Collected data entries
Issue #935, opened 2019-10-04
IF2 inflexibility in what the latent nodes are


paciorek:
As written, IF2 allows a user to specify something like `alpha[2:20]` as the `nodes` even if 'alpha[1:100]` is defined in the model code, but then in the processing it decides that `alpha[1:100]` is the set of latent nodes. 

This could be confusing to the user and also prevents one from saying that `alpha[1]` is the baseline node. 

@perrydv let's discuss how much we should address this. For the moment I have put a cautionary note in the roxygen.

paciorek:
Also @perrydv  for testing purposes, do you have any code lying around where the latent states are vectors?

perrydv:
I think this is the issue that some of Nick's old code deals with, that is currently sitting on the side waiting to be worked back in.  I can point you to it if you want @paciorek.  No, I don't think I have testing code for vector latent states.

paciorek:
Yes please point me to that code.

perrydv:
I think it is in branch pfLatentSpecificationMods (and this is the only remaining piece we need from that branch).  The issue is relevant for any of the filtering algos, and this branch is pre-IF2, so look in the other filtering build*.R nimbleFunctions, e.g. buildAuxiliaryFilter.R.  There's some thick grepping  on the node names, so it might a bit of a dive to follow it.

paciorek:
Ok, I have code in a function called 'findLatentNodes' that modifies Nick's functionality (replacing grepping with manipulation of expressions) to handle cases like:

```
nodes = 'x'
nodes = 'x[2:4, 3:20]'
nodes = c('x[1]','x[2]',....,'x[20]')
nodes = c('x[,1]','x[,2]',....,'x[,20]')
```

It fills in missing indexes, determines time dimension and then expands so that there is one 'node' per time point (it might actually be a set of nodes at each time point).

Will embed use of this function in all PF algos and will modify roxygen for 'nodes' to make clear what specification is allowed.

paciorek:
Fixed in PR #940

PR #940, opened 2019-10-10
updates to PF

paciorek:
Addition of IF2 and various bug fixes/improvements to the filtering algos in light of JSS revision, including generalization of latent node detection, so this fixes issue #935.

For review/testing only; DNM.

@perrydv feel free to take a look when/if you have a chance. I plan to do additional review myself.


paciorek:
Need to deal with testing errors.

Check that dimensionality for `estimates`, `logLik` etc. work if only one param is being estimated.

paciorek:
@perrydv I may be misremembering but I thought we did not want to allow 'resample=TRUE' in the control list for the PF and PF_block PMCMC samplers. It looks like they are still there.

perrydv:
@paciorek I think you're right.  I think it was an oversight and we should remove `control$pfResample` and the local `resample` and fix relevant code to assume resample is FALSE.

paciorek:
@perrydv here's what I see in test-filtering:

1. the 'basic auxiliary' gives slightly different numerical results now (for some parameters).
2. the 'multivariate auxiliary' gives rather different numerical results (for some parameters; same for others)
3. Looks like you added {get,set}LastLogLik to auxiliary filter but not bootstrap. The PMCMC testing used the default bootstrap, so algo wasn't even running until I added that to bootstrap too. The PMCMC tests now seem fine.

For items 1 and 2 I didn't want to dive too deep until got your reaction. I didn't think you had modified the auxiliary filter algo, but rather that the modification was for the more complicated dependency situation, which shouldn't arise in the test case. But quick skim suggests you did change some lines of calculation in the auxiliary filter run code. Not sure if that would be expected to change numerical results.

paciorek:
I've dealt with 1-param IF2 case and with PFresample removal. Also added a basic IF2 test.

There is of course a lot more we could do in terms of adding tests...

paciorek:
Ok, so in the email exchange btw Nick and @perrydv in early August, the discussion was around a bug in the APF for `saveAll=FALSE`.

However, subsequent to the changes in the APF code, we are now seeing different numerical results in test_filtering.R, which is testing the `saveAll = TRUE` case.

I'm in the midst of reconciling the numerical differences via the uncompiled model...

paciorek:
@perrydv I now see that in the look-ahead step you changed the calculation (this is confirmed in an email exchange of you and Nick). So this is presumably the (or at least one) reason for the numerical changes in the auxiliary filter output for `saveAll=TRUE`. 

So I will regenerate the gold file. 

```
        ## Multiply by p(x_t+1 | x_t).
##        auxll[i] <- auxll[i] + model$calculate(calc_thisNode_self)
##        auxll[i] <- auxll[i]+calculate(model, thisNode) ## This line was included previously.  Removing it has only trivial impact on established test results.  Maybe try with more extensive test.
        ## Multiply by weight from time t.
```

perrydv:
@paiorek I am catching up on this.  What you've said makes sense.  I don't think we gave much attention to the vector case during the work in August, so that is more of an open question.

WORK REQUIRED: Once you have read the data, copy all of it out exactly.

EXPECTED ANSWER:
Issue #935, opened 2019-10-04
IF2 inflexibility in what the latent nodes are


paciorek:
As written, IF2 allows a user to specify something like `alpha[2:20]` as the `nodes` even if 'alpha[1:100]` is defined in the model code, but then in the processing it decides that `alpha[1:100]` is the set of latent nodes. 

This could be confusing to the user and also prevents one from saying that `alpha[1]` is the baseline node. 

@perrydv let's discuss how much we should address this. For the moment I have put a cautionary note in the roxygen.

paciorek:
Also @perrydv  for testing purposes, do you have any code lying around where the latent states are vectors?

perrydv:
I think this is the issue that some of Nick's old code deals with, that is currently sitting on the side waiting to be worked back in.  I can point you to it if you want @paciorek.  No, I don't think I have testing code for vector latent states.

paciorek:
Yes please point me to that code.

perrydv:
I think it is in branch pfLatentSpecificationMods (and this is the only remaining piece we need from that branch).  The issue is relevant for any of the filtering algos, and this branch is pre-IF2, so look in the other filtering build*.R nimbleFunctions, e.g. buildAuxiliaryFilter.R.  There's some thick grepping  on the node names, so it might a bit of a dive to follow it.

paciorek:
Ok, I have code in a function called 'findLatentNodes' that modifies Nick's functionality (replacing grepping with manipulation of expressions) to handle cases like:

```
nodes = 'x'
nodes = 'x[2:4, 3:20]'
nodes = c('x[1]','x[2]',....,'x[20]')
nodes = c('x[,1]','x[,2]',....,'x[,20]')
```

It fills in missing indexes, determines time dimension and then expands so that there is one 'node' per time point (it might actually be a set of nodes at each time point).

Will embed use of this function in all PF algos and will modify roxygen for 'nodes' to make clear what specification is allowed.

paciorek:
Fixed in PR #940

PR #940, opened 2019-10-10
updates to PF

paciorek:
Addition of IF2 and various bug fixes/improvements to the filtering algos in light of JSS revision, including generalization of latent node detection, so this fixes issue #935.

For review/testing only; DNM.

@perrydv feel free to take a look when/if you have a chance. I plan to do additional review myself.


paciorek:
Need to deal with testing errors.

Check that dimensionality for `estimates`, `logLik` etc. work if only one param is being estimated.

paciorek:
@perrydv I may be misremembering but I thought we did not want to allow 'resample=TRUE' in the control list for the PF and PF_block PMCMC samplers. It looks like they are still there.

perrydv:
@paciorek I think you're right.  I think it was an oversight and we should remove `control$pfResample` and the local `resample` and fix relevant code to assume resample is FALSE.

paciorek:
@perrydv here's what I see in test-filtering:

1. the 'basic auxiliary' gives slightly different numerical results now (for some parameters).
2. the 'multivariate auxiliary' gives rather different numerical results (for some parameters; same for others)
3. Looks like you added {get,set}LastLogLik to auxiliary filter but not bootstrap. The PMCMC testing used the default bootstrap, so algo wasn't even running until I added that to bootstrap too. The PMCMC tests now seem fine.

For items 1 and 2 I didn't want to dive too deep until got your reaction. I didn't think you had modified the auxiliary filter algo, but rather that the modification was for the more complicated dependency situation, which shouldn't arise in the test case. But quick skim suggests you did change some lines of calculation in the auxiliary filter run code. Not sure if that would be expected to change numerical results.

paciorek:
I've dealt with 1-param IF2 case and with PFresample removal. Also added a basic IF2 test.

There is of course a lot more we could do in terms of adding tests...

paciorek:
Ok, so in the email exchange btw Nick and @perrydv in early August, the discussion was around a bug in the APF for `saveAll=FALSE`.

However, subsequent to the changes in the APF code, we are now seeing different numerical results in test_filtering.R, which is testing the `saveAll = TRUE` case.

I'm in the midst of reconciling the numerical differences via the uncompiled model...

paciorek:
@perrydv I now see that in the look-ahead step you changed the calculation (this is confirmed in an email exchange of you and Nick). So this is presumably the (or at least one) reason for the numerical changes in the auxiliary filter output for `saveAll=TRUE`. 

So I will regenerate the gold file. 

```
        ## Multiply by p(x_t+1 | x_t).
##        auxll[i] <- auxll[i] + model$calculate(calc_thisNode_self)
##        auxll[i] <- auxll[i]+calculate(model, thisNode) ## This line was included previously.  Removing it has only trivial impact on established test results.  Maybe try with more extensive test.
        ## Multiply by weight from time t.
```

perrydv:
@paiorek I am catching up on this.  What you've said makes sense.  I don't think we gave much attention to the vector case during the work in August, so that is more of an open question.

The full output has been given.